WHAT YOU HAVE TO DO - Transcribe the whole listing exactly.

SUPPLIED DATA -
PR #1131, opened 2022-09-29
Solution

ArtemHulkoDev:


src/robotFactory.js
```diff
@@ -1,10 +1,79 @@
...
+  constructor(name, weight, coords, chipVersion) {
+    this.name = name;
+    this.weight = weight;
 
-class FlyingRobot {}
+    this.coords = {
+      x: 0,
+      y: 0,
+      ...coords,
+    };
```
glugovsky, line 12: Seems alright, but checklist point 2 recommends to use logic operator for setting initial values like this
```suggestion
    this.coords = {
      x: coords.x || 0,
      y: coords.y || 0,
    };
```

src/robotFactory.js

YOUR RESPONSE -
PR #1131, opened 2022-09-29
Solution

ArtemHulkoDev:


src/robotFactory.js
```diff
@@ -1,10 +1,79 @@
...
+  constructor(name, weight, coords, chipVersion) {
+    this.name = name;
+    this.weight = weight;
 
-class FlyingRobot {}
+    this.coords = {
+      x: 0,
+      y: 0,
+      ...coords,
+    };
```
glugovsky, line 12: Seems alright, but checklist point 2 recommends to use logic operator for setting initial values like this
```suggestion
    this.coords = {
      x: coords.x || 0,
      y: coords.y || 0,
    };
```

src/robotFactory.js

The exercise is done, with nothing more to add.